• _WORK INSTRUCTIONS_: Every line in the entries that holds "github" should be identified and copied.

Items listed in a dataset
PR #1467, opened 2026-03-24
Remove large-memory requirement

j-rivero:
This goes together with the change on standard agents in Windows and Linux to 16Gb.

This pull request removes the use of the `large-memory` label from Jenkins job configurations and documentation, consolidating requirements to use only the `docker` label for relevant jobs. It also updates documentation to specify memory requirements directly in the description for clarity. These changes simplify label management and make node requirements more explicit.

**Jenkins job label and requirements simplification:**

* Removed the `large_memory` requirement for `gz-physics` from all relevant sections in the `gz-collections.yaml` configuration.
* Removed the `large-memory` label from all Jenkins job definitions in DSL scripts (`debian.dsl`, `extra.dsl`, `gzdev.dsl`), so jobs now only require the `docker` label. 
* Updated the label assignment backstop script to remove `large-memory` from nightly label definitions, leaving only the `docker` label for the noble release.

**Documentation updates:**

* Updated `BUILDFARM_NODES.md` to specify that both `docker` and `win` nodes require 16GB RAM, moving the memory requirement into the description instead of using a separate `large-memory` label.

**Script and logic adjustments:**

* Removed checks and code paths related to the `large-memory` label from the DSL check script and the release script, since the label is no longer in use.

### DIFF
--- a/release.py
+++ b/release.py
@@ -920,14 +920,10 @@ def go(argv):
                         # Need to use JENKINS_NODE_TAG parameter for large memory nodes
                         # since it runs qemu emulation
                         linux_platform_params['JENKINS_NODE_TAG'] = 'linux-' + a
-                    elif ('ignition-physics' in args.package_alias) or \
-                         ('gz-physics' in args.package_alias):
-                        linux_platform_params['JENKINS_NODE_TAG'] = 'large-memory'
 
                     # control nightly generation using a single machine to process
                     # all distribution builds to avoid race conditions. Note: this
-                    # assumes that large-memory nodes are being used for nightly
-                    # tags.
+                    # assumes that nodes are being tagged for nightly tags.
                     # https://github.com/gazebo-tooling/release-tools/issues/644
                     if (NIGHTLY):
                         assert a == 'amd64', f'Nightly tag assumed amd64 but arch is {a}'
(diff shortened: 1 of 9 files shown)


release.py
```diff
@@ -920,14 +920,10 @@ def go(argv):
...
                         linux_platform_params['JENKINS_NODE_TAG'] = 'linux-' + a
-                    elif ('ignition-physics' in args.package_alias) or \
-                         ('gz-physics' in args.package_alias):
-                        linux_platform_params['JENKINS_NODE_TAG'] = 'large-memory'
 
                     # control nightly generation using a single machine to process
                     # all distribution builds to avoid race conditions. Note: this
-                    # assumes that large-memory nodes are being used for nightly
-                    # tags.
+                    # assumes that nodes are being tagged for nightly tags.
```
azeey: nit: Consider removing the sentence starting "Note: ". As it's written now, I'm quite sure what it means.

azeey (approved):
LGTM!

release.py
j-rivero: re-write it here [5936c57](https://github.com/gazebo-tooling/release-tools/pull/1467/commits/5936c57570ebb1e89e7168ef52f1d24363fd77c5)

• _EXERCISE SOLUTION_:
                     # https://github.com/gazebo-tooling/release-tools/issues/644
j-rivero: re-write it here [5936c57](https://github.com/gazebo-tooling/release-tools/pull/1467/commits/5936c57570ebb1e89e7168ef52f1d24363fd77c5)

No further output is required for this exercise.